Source: Jeff Golman from Forbes
As corporate M&A values break records, in both highest level and largest share of the M&A market in 2017, it is apparent that competing investors are being outbid. With 70% ownership of the total M&A market in the first half of 2017, corporate buyers have been enhancing their place in the market for years. By the end of 2016, these strategic acquirers had invested $1.7 trillion on M&A, an increase from the $1.6 trillion spent in 2015 and more than double their deal value in 2010.
One of the reasons for this dramatic rise in corporate purchasing is corporate cash reserves are at a 10-year high. S&P Global Ratings reported that the top 25 non-financial corporate borrowers held more than half of the record $1.9 trillion in cash and liquid investments by year end. Stockpiling nearly $1 trillion in ready investment capital, these top 25 companies are retaining nearly double the $510 billion they held only five years ago. Although corporations have also used this excess cash to hike dividend payments and continue with share buybacks, they have increasingly looked to M&A opportunities to increase their market share.
With plenty of readily available investment funds, corporations have been utilizing M&A purchases to ensure transformational acquisitions that provide material cost savings and revenue synergies. By acquiring and merging similar businesses, these strategic buyers have been able to achieve their accretive goals quickly. For example, Clariant AG’s purchase of Huntsman Corp. for $10.3 billion this year followed “a record run of consolidation in the global chemicals industry.” In order to compete with other chemical companies who are consolidating and seeking synergies, Clariant noted they believe the acquisition will achieve nearly $400 million in cost savings.
Corporations also have the capital space, credit lines and shareholder support to make accretive acquisitions and roll them into existing operations. The acquisition of Mead Johnson Nutrition Co. by Reckitt Benckiser Group plc for $17.7 billion in June 2017 is a recent example of such a transaction. Reckitt Benckiser Group was able and willing to invest in expanding its ‘powerful consumer health portfolio’ for a very high price.
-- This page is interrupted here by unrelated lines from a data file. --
Issue #10082, opened 2024-12-03
🟩 Xp <- CommunityJoined


Rotorsoft:
## Description

Projects Xp points when user joins a community in a quest

 
## Engineering Requirements
 

1. **Events**
   - CommunityJoined
2. **Schemas**
   - Projection schema (model)
3. **Business Rules**
   - Transformations
   - Aumentation
   - Aggregation
4. **Persistence**
   - Define repository interfaces used to persist projections, including data schemas
5. **Response**
   - Define success, including response schema (zod)
   - Define errors (HTTP codes)

## Unit Testing
- Test projection

PR #10125, opened 2024-12-04
Projects community joined events to Xp

Rotorsoft:
Projects community joined events

## Link to Issue
Closes: #10082

## Description of Changes
- Emits event when user. joins a community
- Projects xp points when in quest
- NOTE: This is a large PR b/c I moved all event schemas from libs/core to libs/schemas, basically updating imports

## Test Plan
- Tested in user-lifecycle, when a new user joins the xp are projected to the user and the referrer


rbennettcw (approved):

libs/schemas/src/events/index.ts
```diff
@@ -1,16 +1,18 @@
 import { z } from 'zod';
+import * as chainEvents from './chain-event.schemas';
```
timolegros, line 2: Do we have conflicting names that require us to use a namespace here?

timolegros (approved):

libs/schemas/src/events/index.ts
Rotorsoft: Not really. I just tried to use the file name just in case we wanted to have these events segregated, but it can be merged into events

PR #10138, opened 2024-12-05
Namespace with referral helper

ianrowan:
## Link to Issue
Closes: #10090

## Description of Changes
- Creates helpers for deploying namespaces with Referrals 

## Other Considerations

- This is not live in production chains yet


masvelio (approved):
did I miss something? Why we need this?

mzparacha (approved):

ianrowan:
@masvelio when a user is referred(via a link) to create a community this function will need to be called on namespace deployment including the address of the the user who referrered(which I assume will be fetched using something in the referral URL)

Issue #9887, opened 2024-11-12
Use Uniswap trade widget for post-launchpad phase


ianrowan:
#### Description

After a token has been deployed to uniswap(post market cap goal) The token will no longer be tradable on the launchpad but rather on Uniswap. To enable users to trade we will use the Uniswap trade widget: https://docs.uniswap.org/sdk/swap-widget/guides/getting-started

In short, this widget looks similar to our trading experience and should live in the same part of the app.

To implement this widget the package must be installed and then its almost as simple as adding a react component in-line. 

On top of the default configuration we will include the following optional parameters to enable token trading: 

```
provider = fetch from active metaMask/otherWalletController
defaultChainId = the chain id of the community(ie 8453 for base)
defaultInputTokenAddress = 'NATIVE'
defaultOutputTokenAddress = the tokenAddress for the community from launchpad
hideConnectionUI = true
```

beyond this there are plenty of additional configuration options that may relate more to design/PENG which will be discovered during implementation

mzparacha:
Facing some widget issues, bumping to 5.

mzparacha:
Update: Got a lot of widget issues resolved.
1. Pricing calculations failed => resolved by a mix of https://github.com/Uniswap/widgets/issues/627#issuecomment-1930627298, https://github.com/Uniswap/widgets/issues/586#issuecomment-1777323003 and adding the `jsbi` pkg as a dependency
2. Gatway URL fails => resolved by https://github.com/Uniswap/widgets/issues/580#issuecomment-2086094025
3. Widget doesn't call any pricing endpoint => resolved by https://github.com/Uniswap/widgets/issues/637#issuecomment-2253135676
4. Vite @fontsource import issue => resolved by https://github.com/Uniswap/widgets/issues/593#issuecomment-1777415001

PR #10148, opened 2024-12-05
Added uniswap trade widget

mzparacha:
## Link to Issue
Closes: https://github.com/hicommonwealth/commonwealth/issues/9887

## Description of Changes
Added uniswap trade widget to trade tokens post launchpad phase. Trading will not work on tokens launched via common as they are launched on base sepolia, while the modal will use base network, it will only work for the tokens that are already on base. In our implementation, we added `USDT`, `USDC`, `WETH` as token swap options.

## "How We Fixed It"
N/A

## Test Plan

Note: Custom tokens launched via common will not be tradeable via the uniswap modal.

### Pre-req
1. Apply this change to enforce uniswap widget modal for every token trade (this is only for testing, and this will automatically be set when token reaches market-cap goal/post-launchpad-phase on common) - this basically tells the modal to show swap mode instead of buy/sell via common.
```diff
diff --git a/packages/commonwealth/client/scripts/helpers/launchpad.ts b/packages/commonwealth/client/scripts/helpers/launchpad.ts
index 7868642563..5366153b40 100644
--- a/packages/commonwealth/client/scripts/helpers/launchpad.ts
+++ b/packages/commonwealth/client/scripts/helpers/launchpad.ts
@@ -18,7 +18,7 @@ export const calculateTokenPricing = (
   );
   const marketCapCurrent = currentPrice * token.initial_supply;
   const marketCapGoal = token.eth_market_cap_target * ethToUsdRate;
-  const isMarketCapGoalReached = marketCapCurrent >= marketCapGoal;
+  const isMarketCapGoalReached = marketCapCurrent >= marketCapGoal || true;
 
   return {
     currentPrice: parseFloat(`${currentPrice.toFixed(8)}`),
```

### Steps
1. Create a token community.
2. Click on the swap button for that token (this "Swap" button will be displayed inside community and on the communities explore page for that token, test both of these flows)
3. Verify you see the chain switch modal in your wallet (if your wallet is not on base network)
4. Verify you are able to see the available base eth amount in your active address, in the modal.
5. Verify you are able to switch tokens. (Plz don't select the community token, as it won't be testable, see above for more info)
6. Verify you are able to complete a trade successfully. *IMPORTANT:* the test is on base mainnet, so it will require real tokens.
7. Verify the modal remains open after the trade (to show basescan link and other transaction details). The whole flow should look like this

https://github.com/user-attachments/assets/018970cf-1bf1-4c6a-85a0-cb2c7b166a92

## Deployment Plan
N/A

## Other Considerations
N/A


packages/commonwealth/client/scripts/views/modals/TradeTokenModel/UniswapTradeModal/useUniswapTradeModal.ts
```diff
@@ -0,0 +1,163 @@
...
+            name: 'Wrapped Ether',
+            address: '0x4200000000000000000000000000000000000006',
+            symbol: 'WETH',
+            decimals: 18,
+            chainId: 8453,
+            logoURI:
+              // eslint-disable-next-line max-len
+              'https://raw.githubusercontent.com/trustwallet/assets/master/blockchains/ethereum/assets/0x4200000000000000000000000000000000000006/logo.png',
+          },
+        ],
```
mzparacha, line 68: @ianrowan can you confirm if these are correct?

burtonator (approved):

packages/commonwealth/client/vite.config.ts
```diff
@@ -150,6 +154,31 @@ export default defineConfig(({ mode }) => {
...
+          // see: https://github.com/Uniswap/widgets/issues/593#issuecomment-1777415001 for more details
+          find: '~@fontsource/ibm-plex-mono',
+          replacement: '@fontsource/ibm-plex-mono',
+        },
+        {
+          // UNISWAP_WIDGET_HACK: needed by @uniswap pkg for path resolution
+          // see: https://github.com/Uniswap/widgets/issues/593#issuecomment-1777415001 for more details
+          find: '~@fontsource/inter',
+          replacement: '@fontsource/inter',
+        },
```
masvelio, line 181: thats a weird thing that dependencies are not provided by the uniswap package. Wondering if this will work on remote environment correctly

masvelio (approved):
code lgtm, tested and works according to the test plan

packages/commonwealth/client/vite.config.ts
mzparacha: yeah. This is end up in the app build so any environment that uses the build will be fine.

Corporate buyers have turned to M&A to improve the makeup of their business and better withstand the dynamic landscape in a given industry. This was recently seen in the June 2017 purchase of Whole Foods Market by Amazon for $13.7 billion, giving it an improved competitive edge against Google Express, whose online retail delivery service now reaches 90% of the U.S. This acquisition gives Amazon “440 refrigerated warehouses within 10 miles of probably 80% of the population” thus giving their AmazonFresh grocery delivery service numerous and requisite distribution centers.
Similarly, Intel’s recent purchase of Mobileye NV for $15.3 billion in March 2017, further demonstrates that corporate dealmakers are willing to pay the premiums necessary to acquire growth. After missing the opportunity to break into the smartphone business, Intel Corp. intends to get its ‘chips’ into the self-driving car business, a viable avenue that would likely lead to the kind of significant growth corporate dealmakers aim to achieve.
These competitive factors drive prices up and often make it more difficult for financial sponsors to complete purchases as mega deals dominate. At the end of last year, more than 54% of the total value of the M&A market came from transactions valued at $5 billion or more, compared to 45% in 2015 and just 33% in 2010. United Technologies Corporation’s (UTC) recent revelation on September 4, that it would buy Rockwell Collins, Inc. for a lofty $30 billion is just one dramatic and very timely example. Reflecting a common corporate merger goal to unite the two businesses strengths, UTC’s Chairman/CEO, Greg Hayes stated, “This acquisition adds tremendous capabilities to our aerospace businesses and strengthens our complementary offerings of technologically advanced aerospace systems.” In addition to these outcomes, they are expecting this transaction to provide cost synergies of over $500 million.
As corporate shareholders and boardrooms explore various M&A routes to find accretive growth in their underlying operations, financial buyers continue to garner new interest, bolstering their deployable capital going forward. As of July 2017, financial sponsors’ available capital reached $963 billion giving financial buyers a substantial amount to compete within future M&A deals and begin to give strategic buyers more competition for deal targets.